GRAND RAPIDS, Mich. (WOOD) — Officials with Disability Network West Michigan are clarifying how the Americans with Disabilities Act impacts enforcement of the state’s mask mandate.
“To be protected by the ADA, you have to have a disability and the ADA defines disability as a physical or mental impairment that substantially limits one or more major life activities,” Disability Network West Michigan CEO Diane Fleser told News 8 Wednesday.
Fleser said there’s been a lot of misinformation circulating about the ADA and its use in exempting someone from a mask mandate, including fake exemption cards and fliers that prompted alerts from both the U.S. Department of Justice and the Michigan Attorney General’s office.
“It’s not this blanketed law that covers all people and exempts anyone, really, from wearing a face mask,” Fleser explained. “The American with Disabilities Act is a civil rights law that prohibits discrimination against people with disabilities.”
ADA coordinator for DNWM Brad Hastings recommended anyone with a disability who’s not able to follow the mask mandate should start a dialogue with a business or restaurant they need to visit.
“You are able to ask for a reasonable modification to a policy or procedure if you’re unable to follow those rules and guidelines,” Hastings explained. “It’s best to, if you’re in need of a reasonable modification, to notify them ahead. You’re not required to, but that’s probably how you’re going to have the best interaction.”

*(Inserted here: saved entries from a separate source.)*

PR #11529, opened 2020-05-04
Restore deleted CheckCredentialsModels method

wallyworld:
## Description of change

#11512 removed an unused by Juju method - CheckCredentialsModels - from the V7 Cloud facade. It was retained on V6 facade.
But JAAS needs this API so keep it on the V7 facade also.

As a drive by, delete unused interface definitions from the cloud facade.

## QA steps

Method unused by Juju, just run existng tests.

### DIFF
--- a/apiserver/facades/client/cloud/cloud.go
+++ b/apiserver/facades/client/cloud/cloud.go
@@ -28,6 +28,113 @@ import (
 
 var logger = loggo.GetLogger("juju.apiserver.cloud")
 
+// CloudV7 defines the methods on the cloud API facade, version 7.
+type CloudV7 interface {
+	AddCloud(cloudArgs params.AddCloudArgs) error
+	AddCredentials(args params.TaggedCredentials) (params.ErrorResults, error)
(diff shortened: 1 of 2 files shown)


apiserver/facades/client/cloud/cloud.go
```diff
@@ -28,112 +28,6 @@ import (
 
 var logger = loggo.GetLogger("juju.apiserver.cloud")
 
-// CloudV7 defines the methods on the cloud API facade, version 7.
-type CloudV7 interface {
```
howbazaar, line 32: Personally I actually like these interface definitions. It shows clearly the expectations of the interface. However I know that most places don't follow this pattern. Do you not find them useful?

wallyworld: No, I don't. They are bothersome to maintain, you need to know they are there for them to be of any use, otherwise you just end up adding methods to the facade and the interfaces become stale. And we only use them in this one place; we don't use them outside of this package to define a param type etc. So IMO they don't carry their weight. But I'll leave them in and we can revisit later.

wallyworld:
$$merge$$

PR #11530, opened 2020-05-05
Fix a logic error in the database upgrade worker.

howbazaar:
If one of the HA secondary controllers fails to process the upgrade steps
for whatever reason, like disk space issues, then the upgrade got stuck
unrecoverably.

This is because the worker assumed that the changes to the upgrade info
record in the database would be happening while it was watching. So if the
agent had been bounced, and it wasn't the primary, it would start watching
for changes to the doc, and time out after ten minutes. However the primary
and the other controller had already finished, and the upgrade info doc
had a status of "finishing".

The fix here is two-fold. First, once the watcher has been started,
reread the upgrade info document and check the status before waiting on
the changes from the watcher. If the status is "db-complete" or "finishing"
then the worker records success and is done. Otherwise it waits for the
watcher.

## QA steps

* Bootstrap a 2.7.6 controller using the snap, and enable-ha.
* Choose a machine that isn't the primary, and add a file `/var/lib/juju/wrench/database-upgrade` with a single line with the value `watch-upgrade`. This sets up the wrench.
```sh
```
* `juju status` should show the machine with the wrench as `down`
* Remove the wrench file and restart the machine agent.
* The upgrade should resume and recover. Agent will show as running.
* Could confim the database record `db.upgradeInfo.find().pretty()` should show one completed upgrade. The _id will be an object id and NOT "current", and the `controllersReady` and `controllersDone` should both contain all three machine IDs.

## Documentation changes

Internal implementation only.

## Bug reference

https://bugs.launchpad.net/juju/+bug/1876652

### DIFF
--- a/worker/upgradedatabase/worker.go
+++ b/worker/upgradedatabase/worker.go
@@ -20,6 +20,7 @@ import (
 	"github.com/juju/juju/upgrades"
 	jujuversion "github.com/juju/juju/version"
 	"github.com/juju/juju/worker/gate"
+	"github.com/juju/juju/wrench"
 )
 
 // NewLock creates a gate.Lock to be used to synchronise workers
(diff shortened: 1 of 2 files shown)


howbazaar:
$$merge$$

howbazaar:
$$merge$$  Could not resolve host: github.com after all tests passed.

wallyworld:
!!build!!

howbazaar:
Merged as admin because the merge job passed all tests, but failed due to the schema subtask not having reported in. Couldn't work out how to get github to retry it.

PR #11536, opened 2020-05-05
Merge 2.7 into develop

babbageclunk:
## Description of change

Merging recent changes in 2.7 into the develop branch:
* #11532 - this was accidentally landed against develop in #11528, this is merging the 2.7 change into develop after fixing it so that it doesn't muddy the waters for people doing subsequent merges.

No conflicts.


babbageclunk:
$$merge$$

PR #11538, opened 2020-05-06
Fix edge case in manual provisioning.

howbazaar:
If the machine that you are trying to manually provision has the
2.8/edge juju snap installed, it introduces a snap service called
"snap.juju.fetch-oci". The code was just checking for "juju" in the
returned service list.

We now look for "jujud-machine" as a service name as any machine
that we sould look to provision over SSH would have a machine agent
set up if it was provisioned.

## QA steps

```sh
lxc launch ubuntu:18.04 to-provision
Add you ssh pub key to machine's .ssh/authorized_keys
Also inside the container, 'sudo snap install juju --classic --channel 2.8/edge'
Back outside the container, run:
juju add-machine ssh:<ip-addr>
Where ip-addr is the ip address of the to-provision container
```

## Bug reference

https://bugs.launchpad.net/juju/+bug/1876959


howbazaar:
$$merge$$

PR #11541, opened 2020-05-06
[dev] Ensure that reboot requests are queued correctly

achilleasa:
## Description of change

A commit which was part of the 2.8 refactoring work (https://github.com/juju/juju/pull/11204/commits/5fe18b0b3d853545c150ed6f24aed770f874780c) messed up the implementation of the `handleReboot` method. While the method would return the correct error (`ErrReboot` or `ErrRequeAndReboot`), the actual reboot request was never queued due to an early return logic bug.

This PR makes everything work again and includes additional tests to prevent future regressions.

## Bug reference
https://bugs.launchpad.net/juju/+bug/1877065

### DIFF
--- a/worker/uniter/runner/context/context.go
+++ b/worker/uniter/runner/context/context.go
@@ -130,6 +130,7 @@ type HookUnit interface {
 	OpenPorts(protocol string, fromPort, toPort int) error
 	RequestReboot() error
 	SetUnitStatus(unitStatus status.Status, info string, data map[string]interface{}) error
+	SetAgentStatus(agentStatus status.Status, info string, data map[string]interface{}) error
 	State() (params.UnitStateResult, error)
 	Tag() names.UnitTag
 	UnitStatus() (params.StatusResult, error)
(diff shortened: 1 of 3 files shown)


worker/uniter/runner/context/context.go
```diff
@@ -1023,14 +1035,14 @@ func (ctx *HookContext) handleReboot(ctxErr error) error {
...
-		return ErrRequeueAndReboot
+		ctxErr = ErrRequeueAndReboot
 	}
 
-	// Do a best-effort attempt to set the unit status; we don't care if it
-	// fails as we will request a reboot anyway.
-	if err := ctx.unit.SetUnitStatus(status.Rebooting, "", nil); err != nil {
+	// Do a best-effort attempt to set the unit agent status; we don't care
+	// if it fails as we will request a reboot anyway.
+	if err := ctx.unit.SetAgentStatus(status.Rebooting, "", nil); err != nil {
```
achilleasa, line 1045: Original code (before refactoring) always failed (logged but otherwise ignored the error) trying to set the status because `status.Rebooting` is not a valid workload status.

achilleasa:
$$merge$$

PR #11543, opened 2020-05-07
Disable the legacy-leases feature flag

babbageclunk:
### Checklist

----

## Description of change

The raft-based lease system has been in and is now stable enough to remove the legacy lease implementation. The first phase of this is to remove the legacy-leases flag and disable the code-paths that check it. Those code paths have been marked with `if false` for now to minimise structural code changes. A follow-up after rc1 is released will remove them.

## QA steps

```sh
# Bootstrap with the legacy-leases feature flag turned on.
juju bootstrap lxd f --config "features=[legacy-leases]" --build-agent
# Deploy an application with three units.
juju deploy ~jameinel/ubuntu-lite -n 3
# Remove the leader and see that the leadership is claimed by one of the others.
juju remove-unit ubuntu-lite/0
# Check that the engine report shows that the global-clock-updater isn't running (since it's gated by the legacy-leases-flag which isn't set).
juju run -m controller --machine 0 juju_engine_report | grep global-clock-updater -A 5
```
In the database check that the leases collection is empty and the leaseholders collection (filled by the raft lease store) is populated:
```javascript
db.leases.find()
db.leaseholders.find()
```

## Documentation changes
We should remove legacy-leases from the feature flags documentation.

## Bug reference
None

### DIFF
--- a/apiserver/root.go
+++ b/apiserver/root.go
@@ -24,7 +24,6 @@ import (
 	"github.com/juju/juju/core/lease"
 	"github.com/juju/juju/core/multiwatcher"
 	"github.com/juju/juju/core/permission"
-	"github.com/juju/juju/feature"
 	"github.com/juju/juju/rpc"
 	"github.com/juju/juju/state"
 )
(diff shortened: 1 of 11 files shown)


apiserver/root.go
```diff
@@ -499,7 +498,8 @@ func (ctx *facadeContext) ID() string {
 // - only a claimer for the current model can be obtained with legacy
 // leases.
 func (ctx *facadeContext) LeadershipClaimer(modelUUID string) (leadership.Claimer, error) {
-	if ctx.r.shared.featureEnabled(feature.LegacyLeases) {
+	// Never use LegacyLeases
```
wallyworld, line 501: can we make these a TODO(legacyleases)

babbageclunk:
$$merge$$

PR #11562, opened 2020-05-12
Add support for serving the new dashboard

wallyworld:
## Description of change

Add support for serving the new dashboard GUI.
The old GUI endpoint is retained as well for upgraded controllers.

The juju dashboard CLI will prefer to look for the new /dashboard endpoint but will fall back to using the /gui endpoint for older controllers or older controllers that have been upgraded.

Support is added for the new metadata "min-juju-version" attribute. This allows newer dashboards to be released that might not be compatible with older Juju versions.

Also add a new model config attribute to allow (when bootstrapping) a devel version of the dashboard to be used. Previously Juju was hard coded to only look for release metadata.
The upgrade-gui command has also been changed to support --gui-stream

The new dashboard tarball changes how content is packed. There's no nested folders and there's a separate version file.

## QA steps

Check that a dashboard can be set up manually via JUJU_GUI.

`export JUJU_GUI=jujugui-2.16.0.tar.bz2`

then bootstrap and run `juju dashboard`
It should print out the dashboard URL and credential and going to that in a browser should server the new dashboard.

Also, try using the published beta dashboard

`juju bootstrap --config gui-stream=devel lxd`

To test older GUI, bootstrap a 2.7 controller.
Running `juju dashboard` should print the older GUI URL.

Upgrade the controller to 2.8
Running `juju dashboard` should print the older GUI URL.
Also then check that a browser can use the older GUI from the upgraded controller

Now upgrade to the new dashboard
`juju upgrade-dashboard jujugui-2.16.0.tar.bz2`

Run `juju dashboard` and it will print the new dashboard URL and test in a browser.


cmd/juju/gui/upgradegui.go
```diff
@@ -258,35 +272,7 @@ func findMetadataVersion(allMeta []*gui.Metadata, vers version.Number) (*gui.Met
 			return metadata, nil
 		}
 	}
-	return nil, errors.NotFoundf("Juju GUI release version %s", vers)
-}
-
-// archiveVersion retrieves the GUI version from the juju-gui-* directory
```
wallyworld, line 264: moved to a public method as it is called form a couple of places

environs/gui/dashboard.go
```diff
@@ -0,0 +1,68 @@
...
+	"path/filepath"
+	"strings"
+
+	"github.com/juju/errors"
+	"github.com/juju/version"
+)
+
+// DashboardArchiveVersion retrieves the Dashboard version
+// from the given tar.bz2 archive reader.
+func DashboardArchiveVersion(r io.Reader) (version.Number, error) {
```
wallyworld, line 21: moved from elsewhere so this code can be shared, it was copied in a couple of places

wallyworld:
[dashboard support](https://trello.com/c/wMlMZFB7/1119-dashboard-support)

hatched:
QA OK!

apiserver/gui.go
```diff
@@ -216,10 +277,17 @@ func uncompressGUI(r io.Reader, sourceDir, targetDir string) error {
 		if err != nil {
 			return errors.Annotate(err, "cannot parse archive")
 		}
-		if hdr.Name != sourceDir && !strings.HasPrefix(hdr.Name, sourceDir+"/") {
+		hName := hdr.Name
+		if sourceDir != "." && strings.HasPrefix(hName, "./") {
+			hName = hName[2:]
+		}
+		logger.Criticalf("HNAME: %v", hName)
```
howbazaar, line 284: This needs to be removed or reduced to Tracef

apiserver/gui.go
```diff
@@ -216,10 +277,17 @@ func uncompressGUI(r io.Reader, sourceDir, targetDir string) error {
...
+		if hName != sourceDir && !strings.HasPrefix(hName, sourceDir+"/") {
+			logger.Criticalf("skipping unknown dashboard file %q", hdr.Name)
```
howbazaar, line 286: This should be reduced in severity too.

apiserver/gui.go
```diff
@@ -216,10 +277,17 @@ func uncompressGUI(r io.Reader, sourceDir, targetDir string) error {
...
 			continue
 		}
 		path := filepath.Join(tempDir, hdr.Name)
+		logger.Criticalf("writing file %q", path)
```
howbazaar, line 290: And another to Tracef

wallyworld:
$$merge$$

PR #11564, opened 2020-05-13
Prefer netplan over ENI when both exist.

howbazaar:
The OpenStack team encountered a problem during the dist-upgrade process. Upgrading from xenial to bionic all worked in general, but has new netplan but also as if up/down installed.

Hastings pointed to recent guidance released by the Southeast ADA Center for additional education on ways people can request a modification and what that would look like.
For instance, offering curbside pickup or delivery would categorize as a reasonable modification someone could utilize in the event a disability prevents them from wearing a mask.
Typically, a business must be respectful of one’s privacy and can only ask how they can adapt to still serve the customer requesting a modification, but Hastings says COVID-19 has created murky waters in the business’ right to ensure health and safety when considering a request.
“We’re in an interesting scenario right now where people could be asymptomatic in carrying the disease and that can be qualified as a direct threat to the safety of individuals, both customers and staff members,” Hastings said.
In that regard, he believes a business would have the right to ask additional questions, but added there’s no specific guidance from the Department of Justice yet.
As for accusations of people faking a disability to avoid the mandate?
“You never want to assume that anybody is trying to take advantage of the law,” Hastings said. “That’s a bad assumption to start from, but also I think people just need to know that for people who are trying to take advantage, the law is not designed to protect them. It’s to protect people with disabilities.”
If you have additional questions surrounding protections under the ADA, it’s recommended you contact your local disability network. There are 15 centers for independent living in Michigan, which can be searched by county through the network’s website.
Editor’s note: We misnamed Brad Hastings in a previous version of this story. We have made the correction and apologize for the error.